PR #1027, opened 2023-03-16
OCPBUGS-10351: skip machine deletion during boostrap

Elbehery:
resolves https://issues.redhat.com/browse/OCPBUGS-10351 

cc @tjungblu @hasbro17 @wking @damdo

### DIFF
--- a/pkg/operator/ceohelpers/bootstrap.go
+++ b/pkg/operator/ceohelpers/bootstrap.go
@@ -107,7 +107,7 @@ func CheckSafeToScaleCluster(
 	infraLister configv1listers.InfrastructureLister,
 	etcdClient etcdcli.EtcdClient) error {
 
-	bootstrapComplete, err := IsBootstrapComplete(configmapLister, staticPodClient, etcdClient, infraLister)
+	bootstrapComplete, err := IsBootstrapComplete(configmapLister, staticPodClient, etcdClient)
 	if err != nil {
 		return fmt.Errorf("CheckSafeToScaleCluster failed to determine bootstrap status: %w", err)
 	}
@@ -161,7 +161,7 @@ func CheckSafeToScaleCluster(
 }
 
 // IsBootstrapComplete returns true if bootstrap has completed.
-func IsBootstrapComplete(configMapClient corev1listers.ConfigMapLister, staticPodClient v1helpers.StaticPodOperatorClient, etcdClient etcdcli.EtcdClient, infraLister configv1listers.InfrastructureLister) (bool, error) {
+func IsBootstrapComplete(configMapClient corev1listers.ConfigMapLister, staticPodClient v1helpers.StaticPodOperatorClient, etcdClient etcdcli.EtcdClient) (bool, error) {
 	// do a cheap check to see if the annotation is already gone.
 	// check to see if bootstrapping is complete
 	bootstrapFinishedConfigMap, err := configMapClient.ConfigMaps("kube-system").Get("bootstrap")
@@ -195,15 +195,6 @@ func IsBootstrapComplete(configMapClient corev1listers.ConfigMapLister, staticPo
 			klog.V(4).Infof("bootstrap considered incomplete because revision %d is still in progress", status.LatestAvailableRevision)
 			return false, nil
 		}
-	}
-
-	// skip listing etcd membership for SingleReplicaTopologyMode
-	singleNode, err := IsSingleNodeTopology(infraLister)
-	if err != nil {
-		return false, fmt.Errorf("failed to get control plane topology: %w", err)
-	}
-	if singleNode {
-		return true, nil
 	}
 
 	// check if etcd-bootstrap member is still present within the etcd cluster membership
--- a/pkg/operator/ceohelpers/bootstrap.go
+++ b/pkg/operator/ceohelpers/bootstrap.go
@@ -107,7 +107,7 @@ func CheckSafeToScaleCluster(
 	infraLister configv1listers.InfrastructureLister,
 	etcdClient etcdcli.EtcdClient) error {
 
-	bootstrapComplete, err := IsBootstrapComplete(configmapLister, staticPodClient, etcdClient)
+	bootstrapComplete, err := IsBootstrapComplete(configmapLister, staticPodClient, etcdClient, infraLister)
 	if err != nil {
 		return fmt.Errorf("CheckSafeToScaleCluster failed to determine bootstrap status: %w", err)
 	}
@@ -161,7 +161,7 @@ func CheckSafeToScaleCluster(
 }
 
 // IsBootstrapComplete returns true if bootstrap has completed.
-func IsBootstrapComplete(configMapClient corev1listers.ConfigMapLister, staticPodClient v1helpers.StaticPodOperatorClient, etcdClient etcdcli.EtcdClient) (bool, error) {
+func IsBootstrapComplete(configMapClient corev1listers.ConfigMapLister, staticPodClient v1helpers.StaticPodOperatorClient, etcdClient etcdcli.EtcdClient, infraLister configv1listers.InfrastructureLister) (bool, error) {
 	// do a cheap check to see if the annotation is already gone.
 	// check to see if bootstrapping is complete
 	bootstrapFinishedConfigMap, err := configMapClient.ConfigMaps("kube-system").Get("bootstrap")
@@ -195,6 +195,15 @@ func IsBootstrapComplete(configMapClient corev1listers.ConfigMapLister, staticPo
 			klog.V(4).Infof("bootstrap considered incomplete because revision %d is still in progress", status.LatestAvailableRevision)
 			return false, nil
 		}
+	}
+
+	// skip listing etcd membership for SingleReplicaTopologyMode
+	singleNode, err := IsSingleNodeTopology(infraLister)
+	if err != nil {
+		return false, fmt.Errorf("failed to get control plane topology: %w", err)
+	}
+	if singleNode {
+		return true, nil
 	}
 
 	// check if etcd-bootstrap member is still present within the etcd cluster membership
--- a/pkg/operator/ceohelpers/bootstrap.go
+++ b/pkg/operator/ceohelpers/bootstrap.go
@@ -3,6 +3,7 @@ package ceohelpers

# [Task requirements]
Reproduce every line of the listing above in which the string "SingleReplicaTopologyMode" appears.

# [Answer to this exercise]
-	// skip listing etcd membership for SingleReplicaTopologyMode
+	// skip listing etcd membership for SingleReplicaTopologyMode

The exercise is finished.